• Assignment
Your job with the data below is to output exactly the lines from the one holding "Reviewers: I have" down to the one holding "The prior OuterLoop", both included, and no others.

• Data extract

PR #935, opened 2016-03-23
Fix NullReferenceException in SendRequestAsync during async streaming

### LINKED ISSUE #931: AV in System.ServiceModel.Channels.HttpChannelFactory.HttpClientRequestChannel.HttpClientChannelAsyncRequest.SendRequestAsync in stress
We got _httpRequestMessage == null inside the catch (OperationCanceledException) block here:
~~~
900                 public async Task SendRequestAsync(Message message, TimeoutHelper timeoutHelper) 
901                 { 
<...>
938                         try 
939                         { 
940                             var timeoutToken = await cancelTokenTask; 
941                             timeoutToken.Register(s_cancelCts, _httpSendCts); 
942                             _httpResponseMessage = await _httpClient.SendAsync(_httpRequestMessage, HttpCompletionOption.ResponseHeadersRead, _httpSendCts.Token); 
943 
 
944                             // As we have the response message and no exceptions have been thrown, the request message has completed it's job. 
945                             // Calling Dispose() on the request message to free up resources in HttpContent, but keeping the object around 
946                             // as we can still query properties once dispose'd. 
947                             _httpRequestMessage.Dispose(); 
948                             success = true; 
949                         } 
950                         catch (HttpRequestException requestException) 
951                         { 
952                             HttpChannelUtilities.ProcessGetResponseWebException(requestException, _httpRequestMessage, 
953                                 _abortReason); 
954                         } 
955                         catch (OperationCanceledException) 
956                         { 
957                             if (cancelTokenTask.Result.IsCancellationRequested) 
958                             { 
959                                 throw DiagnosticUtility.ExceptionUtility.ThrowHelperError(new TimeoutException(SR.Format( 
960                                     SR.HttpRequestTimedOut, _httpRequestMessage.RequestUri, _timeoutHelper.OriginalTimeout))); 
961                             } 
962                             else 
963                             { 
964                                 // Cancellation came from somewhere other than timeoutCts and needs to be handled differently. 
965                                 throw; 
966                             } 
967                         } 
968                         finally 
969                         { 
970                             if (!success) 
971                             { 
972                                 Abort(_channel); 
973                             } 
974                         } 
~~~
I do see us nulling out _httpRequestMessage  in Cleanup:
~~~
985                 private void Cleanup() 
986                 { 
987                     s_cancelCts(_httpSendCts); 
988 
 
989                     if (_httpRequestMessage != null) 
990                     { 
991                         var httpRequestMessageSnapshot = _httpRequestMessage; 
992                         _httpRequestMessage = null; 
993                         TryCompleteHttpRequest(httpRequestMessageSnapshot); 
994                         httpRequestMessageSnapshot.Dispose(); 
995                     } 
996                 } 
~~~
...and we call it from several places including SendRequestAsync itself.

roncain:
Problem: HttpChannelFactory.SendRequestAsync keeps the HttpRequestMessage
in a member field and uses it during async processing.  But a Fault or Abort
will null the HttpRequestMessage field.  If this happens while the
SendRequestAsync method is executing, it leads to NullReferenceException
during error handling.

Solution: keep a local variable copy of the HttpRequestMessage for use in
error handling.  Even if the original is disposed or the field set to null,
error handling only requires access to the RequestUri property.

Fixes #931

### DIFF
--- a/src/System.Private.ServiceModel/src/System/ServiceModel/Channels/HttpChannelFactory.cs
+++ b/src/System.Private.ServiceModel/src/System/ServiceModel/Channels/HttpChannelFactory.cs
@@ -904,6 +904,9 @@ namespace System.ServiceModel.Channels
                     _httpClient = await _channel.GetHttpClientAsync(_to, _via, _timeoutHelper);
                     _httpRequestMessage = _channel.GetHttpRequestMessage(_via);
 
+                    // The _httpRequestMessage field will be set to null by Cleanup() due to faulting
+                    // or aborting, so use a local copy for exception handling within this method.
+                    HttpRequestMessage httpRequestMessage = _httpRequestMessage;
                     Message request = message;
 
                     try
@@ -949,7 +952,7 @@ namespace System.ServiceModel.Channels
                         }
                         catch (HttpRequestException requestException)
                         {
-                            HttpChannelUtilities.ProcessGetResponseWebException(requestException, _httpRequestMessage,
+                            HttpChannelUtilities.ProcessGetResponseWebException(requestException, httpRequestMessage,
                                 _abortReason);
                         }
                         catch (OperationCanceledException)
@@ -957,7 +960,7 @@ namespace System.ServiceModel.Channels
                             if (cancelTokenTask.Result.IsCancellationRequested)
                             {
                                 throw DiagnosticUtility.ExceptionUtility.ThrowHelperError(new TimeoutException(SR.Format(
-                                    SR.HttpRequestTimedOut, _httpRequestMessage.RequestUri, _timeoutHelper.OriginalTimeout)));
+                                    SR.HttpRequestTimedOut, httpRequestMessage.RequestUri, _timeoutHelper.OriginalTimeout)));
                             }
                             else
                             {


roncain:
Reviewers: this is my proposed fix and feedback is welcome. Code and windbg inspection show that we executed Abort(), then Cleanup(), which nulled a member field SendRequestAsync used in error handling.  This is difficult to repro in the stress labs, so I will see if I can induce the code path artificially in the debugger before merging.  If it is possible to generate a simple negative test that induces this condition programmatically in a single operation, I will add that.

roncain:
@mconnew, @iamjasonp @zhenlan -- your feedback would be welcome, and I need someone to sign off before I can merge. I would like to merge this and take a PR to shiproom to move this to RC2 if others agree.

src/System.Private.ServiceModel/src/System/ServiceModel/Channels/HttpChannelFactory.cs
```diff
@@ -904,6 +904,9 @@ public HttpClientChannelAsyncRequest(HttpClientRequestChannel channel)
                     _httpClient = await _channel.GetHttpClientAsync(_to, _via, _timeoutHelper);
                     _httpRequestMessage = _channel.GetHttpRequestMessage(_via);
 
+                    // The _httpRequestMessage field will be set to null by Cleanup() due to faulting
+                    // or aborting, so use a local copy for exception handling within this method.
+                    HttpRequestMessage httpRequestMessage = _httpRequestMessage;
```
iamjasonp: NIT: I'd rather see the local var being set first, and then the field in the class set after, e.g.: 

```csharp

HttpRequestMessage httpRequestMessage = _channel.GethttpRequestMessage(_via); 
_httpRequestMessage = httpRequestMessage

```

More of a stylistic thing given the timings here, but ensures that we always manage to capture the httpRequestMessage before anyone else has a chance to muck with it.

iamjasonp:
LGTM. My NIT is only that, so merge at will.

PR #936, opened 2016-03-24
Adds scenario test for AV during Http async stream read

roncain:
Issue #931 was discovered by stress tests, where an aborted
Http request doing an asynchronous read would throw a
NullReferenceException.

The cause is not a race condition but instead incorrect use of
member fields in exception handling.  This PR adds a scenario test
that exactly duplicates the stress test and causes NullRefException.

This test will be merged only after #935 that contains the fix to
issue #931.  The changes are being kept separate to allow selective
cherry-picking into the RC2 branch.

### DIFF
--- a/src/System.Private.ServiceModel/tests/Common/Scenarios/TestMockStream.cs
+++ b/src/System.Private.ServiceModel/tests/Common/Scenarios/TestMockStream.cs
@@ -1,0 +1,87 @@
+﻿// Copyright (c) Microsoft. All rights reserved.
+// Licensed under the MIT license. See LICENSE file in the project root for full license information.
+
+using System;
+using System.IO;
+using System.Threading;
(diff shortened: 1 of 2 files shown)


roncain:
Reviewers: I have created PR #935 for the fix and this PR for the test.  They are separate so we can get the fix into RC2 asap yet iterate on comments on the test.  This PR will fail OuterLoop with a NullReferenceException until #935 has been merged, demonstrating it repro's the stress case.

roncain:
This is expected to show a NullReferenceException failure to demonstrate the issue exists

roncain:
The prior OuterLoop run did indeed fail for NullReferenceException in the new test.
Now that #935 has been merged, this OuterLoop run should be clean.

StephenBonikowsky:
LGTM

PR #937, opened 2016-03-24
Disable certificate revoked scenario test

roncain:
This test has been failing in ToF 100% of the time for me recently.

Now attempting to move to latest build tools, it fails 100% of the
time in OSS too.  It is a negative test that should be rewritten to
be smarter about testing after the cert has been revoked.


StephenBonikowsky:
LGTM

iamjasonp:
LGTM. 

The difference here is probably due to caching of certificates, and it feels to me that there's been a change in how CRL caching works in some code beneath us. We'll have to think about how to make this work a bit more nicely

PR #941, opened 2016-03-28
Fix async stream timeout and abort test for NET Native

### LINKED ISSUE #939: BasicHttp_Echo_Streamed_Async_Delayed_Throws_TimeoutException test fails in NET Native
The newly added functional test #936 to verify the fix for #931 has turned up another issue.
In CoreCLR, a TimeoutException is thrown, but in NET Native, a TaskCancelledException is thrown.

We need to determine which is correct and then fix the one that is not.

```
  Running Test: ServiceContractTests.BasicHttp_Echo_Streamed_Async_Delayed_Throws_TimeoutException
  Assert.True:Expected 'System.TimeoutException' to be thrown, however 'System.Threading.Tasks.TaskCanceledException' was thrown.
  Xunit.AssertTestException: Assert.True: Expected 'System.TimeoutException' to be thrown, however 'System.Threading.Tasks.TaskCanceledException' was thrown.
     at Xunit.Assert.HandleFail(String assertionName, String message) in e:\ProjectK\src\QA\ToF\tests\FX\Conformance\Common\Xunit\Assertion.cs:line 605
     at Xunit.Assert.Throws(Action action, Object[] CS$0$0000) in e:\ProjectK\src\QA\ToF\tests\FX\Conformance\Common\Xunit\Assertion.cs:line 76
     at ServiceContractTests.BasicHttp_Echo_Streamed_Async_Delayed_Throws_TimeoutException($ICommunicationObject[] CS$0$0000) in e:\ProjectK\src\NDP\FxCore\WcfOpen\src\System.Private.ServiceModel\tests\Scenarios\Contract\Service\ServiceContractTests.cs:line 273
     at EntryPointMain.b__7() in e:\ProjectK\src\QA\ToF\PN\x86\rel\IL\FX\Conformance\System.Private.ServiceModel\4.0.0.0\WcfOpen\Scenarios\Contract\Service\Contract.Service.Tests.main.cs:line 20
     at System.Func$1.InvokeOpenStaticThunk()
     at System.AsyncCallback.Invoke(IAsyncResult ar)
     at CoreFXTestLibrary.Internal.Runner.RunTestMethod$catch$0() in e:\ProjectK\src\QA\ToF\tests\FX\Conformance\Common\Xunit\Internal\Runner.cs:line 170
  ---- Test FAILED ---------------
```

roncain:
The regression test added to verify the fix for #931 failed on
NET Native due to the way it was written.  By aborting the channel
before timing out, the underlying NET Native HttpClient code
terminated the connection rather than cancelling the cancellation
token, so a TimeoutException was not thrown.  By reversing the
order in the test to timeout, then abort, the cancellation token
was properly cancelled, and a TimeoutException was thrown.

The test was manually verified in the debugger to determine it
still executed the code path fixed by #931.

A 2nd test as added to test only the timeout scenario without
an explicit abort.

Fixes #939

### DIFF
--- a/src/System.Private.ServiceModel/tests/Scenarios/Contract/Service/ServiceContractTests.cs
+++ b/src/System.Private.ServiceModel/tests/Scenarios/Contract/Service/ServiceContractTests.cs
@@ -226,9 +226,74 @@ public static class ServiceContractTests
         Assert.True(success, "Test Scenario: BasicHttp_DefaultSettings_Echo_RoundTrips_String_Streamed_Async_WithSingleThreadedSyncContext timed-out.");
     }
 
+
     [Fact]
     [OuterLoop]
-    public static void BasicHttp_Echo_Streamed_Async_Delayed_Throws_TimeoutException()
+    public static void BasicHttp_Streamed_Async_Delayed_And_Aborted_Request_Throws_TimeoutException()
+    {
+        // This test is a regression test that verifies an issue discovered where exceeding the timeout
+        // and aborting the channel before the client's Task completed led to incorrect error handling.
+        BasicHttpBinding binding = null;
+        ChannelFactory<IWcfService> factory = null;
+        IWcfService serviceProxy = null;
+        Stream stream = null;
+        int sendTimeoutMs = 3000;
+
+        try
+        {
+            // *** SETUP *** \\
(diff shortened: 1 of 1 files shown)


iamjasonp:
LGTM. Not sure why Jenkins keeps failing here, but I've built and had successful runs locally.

• Solution to the exercise
Reviewers: I have created PR #935 for the fix and this PR for the test.  They are separate so we can get the fix into RC2 asap yet iterate on comments on the test.  This PR will fail OuterLoop with a NullReferenceException until #935 has been merged, demonstrating it repro's the stress case.

roncain:
This is expected to show a NullReferenceException failure to demonstrate the issue exists

roncain:
The prior OuterLoop run did indeed fail for NullReferenceException in the new test.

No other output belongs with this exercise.